Final Report Uploaded!

Ok, the Final Report for my project on Occlusion Detection and Ordinal Depth Determination is now officially up. Sorry it took so long, I had more to talk about than I had originally imagined.

Expect to see my other major project go up soon as well, just as soon as I get motivated enough to organize it into some sort of deliverable form. I may also post up some of my other projects through the semester, but I'd hate to give away answers to future students and make them miss all the pain I had to go through. :-P

Ordinal Depth Project Uploaded

Ok, I've gone ahead and uploaded my code and final presentation for my Ordinal Depth Detection project (ECE 598). They are available under the heading "ECE598 Project: Ordinal Depth Detection" in the links on the right-hand side of the page.

Hopefully I'll have the final report uploaded by the end of the day. If not, It probably won't be up until Thursday or Friday.

I'm also planning to upload some of my other computer vision projects from throughout the semester as well, when I get the chance.

The Joys of Recursion

So, in order to detect occlusions in a scene from a few images, first you've got to break up the image into regions. Then you simply determine which regions are not visible in different images, and this tells you what is in front of what.

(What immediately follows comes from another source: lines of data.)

PR #356, opened 2020-11-24
Adding gf12 macro defines for individual design memories

dpetrisko:
This PR adds hooks to the hardened memories so that external designs can define their own macros without having to change the files here.  This has several advantages:
- Not having to maintain separate incompatible tapeout branches for each design
- Not all memories have an optimal configuration; this allows us to specialize per design
- Adds hooks for users who are straight compiling instead of using a "swap" methodology

### DIFF
--- a/hard/gf_14/bsg_mem/bsg_mem_1r1w_sync_macros.vh
+++ b/hard/gf_14/bsg_mem/bsg_mem_1r1w_sync_macros.vh
@@ -1,4 +1,7 @@
 
+`ifndef BSG_MEM_1R1W_SYNC_MACROS_VH
+`define BSG_MEM_1R1W_SYNC_MACROS_VH
+
 `define bsg_mem_1r1w_sync_macro(words,bits,mux)\
   if (harden_p && els_p == words && width_p == bits)          \
     begin: macro                                              \
@@ -20,3 +23,5 @@
     );                                                        \
   end
       
+`endif
+
--- a/hard/gf_14/bsg_mem/bsg_mem_1r1w_sync_macros.vh
+++ b/hard/gf_14/bsg_mem/bsg_mem_1r1w_sync_macros.vh
@@ -1,0 +1,22 @@
+
+`define bsg_mem_1r1w_sync_macro(words,bits,mux)\
+  if (harden_p && els_p == words && width_p == bits)          \
+    begin: macro                                              \
+    gf14_1r1w_d``words``_w``bits``_m``mux                     \
+      mem (                                                   \
+      .CLKA   (clk_i)                                         \
+      ,.CLKB  (clk_i)                                         \
+      ,.CENA  (~r_v_i)                                        \
+      ,.AA    (r_addr_i)                                      \
+      ,.QA    (r_data_o)                                      \
+      ,.CENB  (~w_v_i)                                        \
+      ,.AB    (w_addr_i)                                      \
+      ,.DB    (w_data_i)                                      \
+      ,.EMAA  (3'b011)                                        \
+      ,.EMAB  (3'b011)                                        \
+      ,.EMASA (1'b0)                                          \
+      ,.STOV  (1'b0)                                          \
+      ,.RET1N (1'b1)                                          \
+    );                                                        \
+  end
+      
--- a/hard/gf_14/bsg_mem/bsg_mem_1rw_sync.v
+++ b/hard/gf_14/bsg_mem/bsg_mem_1rw_sync.v
@@ -40,7 +40,10 @@ module bsg_mem_1rw_sync #( parameter width_p = -1
 
   wire unused = reset_i;
 
-  // TODO: Define more hardened macro configs here
+  // TODO: Set hardened macro configs in this define
+  `ifdef BSG_MEM_HARD_1RW_SYNC_MACROS
+  `BSG_MEM_HARD_1RW_SYNC_MACROS
+  `endif
   `bsg_mem_1rw_sync_macro(512,64,4) else
   `bsg_mem_1rw_sync_macro(256,96,2) else
   `bsg_mem_1rw_sync_macro(1024,46,4) else
--- a/hard/gf_14/bsg_mem/bsg_mem_1rw_sync.v
+++ b/hard/gf_14/bsg_mem/bsg_mem_1rw_sync.v
@@ -1,23 +1,5 @@
 
-`define bsg_mem_1rw_sync_macro(words,bits,mux)       \
-  if (harden_p && els_p == words && width_p == bits) \
-    begin: macro                                     \
-      gf14_1rw_d``words``_w``bits``_m``mux           \
-        mem                                          \
-          ( .CLK   ( clk_i  )                        \
-          , .A     ( addr_i )                        \
-          , .D     ( data_i )                        \
-          , .Q     ( data_o )                        \
-          , .CEN   ( ~v_i   )                        \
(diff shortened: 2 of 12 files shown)


hard/gf_14/bsg_mem/bsg_mem_1rw_sync_mask_write_bit.v
```diff
@@ -73,31 +77,6 @@ module bsg_mem_1rw_sync_mask_write_bit #( parameter width_p = -1
   `bsg_mem_1rw_sync_mask_write_bit_macro(64,58,2) else
   `bsg_mem_1rw_sync_mask_write_bit_banked_macro(64,116,2,1) else
   
-  // HACKED VERSION OF THE FOLLOWING
```
dpetrisko, line 76: I also removed this hack.  It was relevant for the bp cce directory in the original tapeout, but has been superceded by 'banked_macro'

stdavids (approved):

tommydcjung:
I think it would be nice to have a header file that has all the macros "bsg_mem_1r1w_sync_macro" and etc, and the existing hard files can include that. And in the design folders, the user can create design-specific hard files using the macros in the same header file.

dpetrisko:
>I think it would be nice to have a header file that has all the macros "bsg_mem_1r1w_sync_macro" and etc, and the existing hard files can include that. And in the design folders, the user can create design-specific hard files using the macros in the same header file.

So this would basically be
bsg_mem_1r1w_sync_macros.vh:
```
`define bsg_mem_1r1w_sync_macro(words,bits,mux)\
  if (harden_p && els_p == words && width_p == bits)     \
    begin: macro                                            \
    gf14_1r1w_d``words``_w``bits``_m``mux                     \
      mem (                                                    \
      .CLKA   (clk_i)                                           \
      ,.CLKB  (clk_i)                                           \
      ,.CENA  (~r_v_i)                                         \
      ,.AA    (r_addr_i)                                      \
      ,.QA    (r_data_o)                                      \
      ,.CENB  (~w_v_i)                                        \
      ,.AB    (w_addr_i)                                      \
      ,.DB    (w_data_i)                                      \
      ,.EMAA  (3'b011)                                        \
      ,.EMAB  (3'b011)                                        \
      ,.EMASA (1'b0)                                          \
      ,.STOV  (1'b0)                                          \
      ,.RET1N (1'b1)                                          \
    );                                                        \
  end
```

bsg_mem_1r1w_sync.v:
```
  `bsg_mem_1r1w_sync_macro(32,92,1) else
    begin: notmacro
    bsg_mem_1r1w_sync_synth #(
      .width_p(width_p)
      ,.els_p(els_p)
      ,.read_write_same_addr_p(read_write_same_addr_p)
    ) synth (.*); 
  end

   //synopsys translate_off
   initial
     begin
        $display("## %L: instantiating width_p=%d, els_p=%d, read_write_same_addr_p=%d, harden_p=%d (%m)",width_p,els_p,read_write_same_addr_p,harden_p);
     end

   always_ff @(negedge clk_i)
     if (w_v_i)
       begin
          assert ((reset_i === 'X) || (reset_i === 1'b1) || (w_addr_i < els_p))
            else $error("Invalid address %x to %m of size %x\n", w_addr_i, els_p);

          assert ((reset_i === 'X) || (reset_i === 1'b1) || ~(r_addr_i == w_addr_i && w_v_i && r_v_i && !read_write_same_addr_p && !disable_collision_warning_p))
            else
              begin
                 $error("X'ing matched read address %x (%m)",r_addr_i);
              end
       end
   //synopsys translate_on
```

and then designs would either use the one in basejump_stl or in some <bsg_design>/v/hard.  Yeah, I think I like that better.  There's code duplication, but only of the wrapper.  The "default" rams would get copied over when the v/hard directory is created

hard/gf_14/bsg_mem/bsg_mem_1rw_sync.v
```diff
@@ -78,7 +60,7 @@ module bsg_mem_1rw_sync #( parameter width_p = -1
         end // block: s1r1w
       else
         begin: notmacro
-          bsg_mem_1rw_sync_synth # (.width_p(width_p), .els_p(els_p))
+          bsg_mem_1rw_sync_synth # (.width_p(width_p), .els_p(els_p), .latch_last_read_p(latch_last_read_p))
```
dpetrisko, line 63: This parameter was missing before...

hard/gf_14/bsg_mem/bsg_mem_1rw_sync_mask_write_bit.v
```diff
@@ -73,33 +31,8 @@ module bsg_mem_1rw_sync_mask_write_bit #( parameter width_p = -1
...
-              , .EMA   ( 3'b010                                )
-              , .EMAW  ( 2'b00                                 )
-              , .EMAS  ( 1'b0                                  )
-              );
-        end: bank
-    end: macro
-  else
     begin: notmacro
-      bsg_mem_1rw_sync_mask_write_bit_synth #(.width_p(width_p), .els_p(els_p))
+      bsg_mem_1rw_sync_mask_write_bit_synth #(.width_p(width_p), .els_p(els_p), .latch_last_read_p(latch_last_read_p))
```
dpetrisko, line 35: This one was also missing

hard/gf_14/bsg_mem/bsg_mem_1rw_sync_mask_write_byte.v
```diff
@@ -74,7 +30,7 @@ module bsg_mem_1rw_sync_mask_write_byte #( parameter els_p = -1
   `bsg_mem_1rw_sync_mask_write_byte_banked_macro(1024,256,8,1) else
   // no hardened version found
     begin : notmacro
-      bsg_mem_1rw_sync_mask_write_byte_synth #(.data_width_p(data_width_p), .els_p(els_p))
+      bsg_mem_1rw_sync_mask_write_byte_synth #(.data_width_p(data_width_p), .els_p(els_p), .latch_last_read_p(latch_last_read_p))
```
dpetrisko, line 33: Same here

dpetrisko:
I updated with macro headers and hardened bodies.  I haven't ported to my design branch yet, but I think this will end up cleaner (and not require any bsg_14 changes)

hard/gf_14/bsg_mem/bsg_mem_1r1w_sync_macros.vh
```diff
@@ -0,0 +1,22 @@
+
```
tommydcjung, line 1: might want header guard.

tommydcjung (approved):

dpetrisko:
Good call! Added the guards

dpetrisko:
Tested with the gf14 flow, works well and is very clean.  PR should be good to go

stdavids:
Thanks for the feedback Tommy!

Okay so the new flow is to basically always link the *_ macro.vh files which live in basejump stl. And then to give designs control over the list of memories to harden, we copy the .v file into the target design (I like the v/hard/... idea) and link that file rather than the one in basejump stl?

dpetrisko:
yep, exactly!

stdavids:
Tested and changes to the cad flow are upstream so I am merging this commit. The scope of this PR is quite small only changing hard 14nm memories and so it is good to get this PR merged to get the cad flow and basejump working together.

If this methodology works well then we can investigate moving this idea into other hard memories like tsmc40.

taylor-bsg:
Great work everybody!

The problem with this is that it requires you to break up your image into regions... The algorithm I'm using involves the image flow. So I calculate all the flows in the image and then segment by determining which part of the image belongs to which flow.

The basic algorithm is this:
-Get the image flows
-For each image flow, find the regions that match this image flow
-Repeat until all image flows have been run through the image and the whole image is broken into regions.

The problem with this is in finding regions that match a particular image flow. All the image flows were calculated between two frames, so you take the first frame, apply the image flow to it, and then compare it with the second frame. You then record good intensity matches. With this map of intensity matches you try to grow regions.

Well, how do you grow a region out of a bunch of pixels? Clustering. And the most simple clustering algorithm is simply to connect together adjacent pixels. But of course to search out these adjacent pixels, you have to use a recursive algorithm, much like searching a tree.

Well, it turns out MATLAB dies very quickly when performing recursion. When I try to find a region that's more than, say, 500 pixels (which is very likely) MATLAB will simply crash.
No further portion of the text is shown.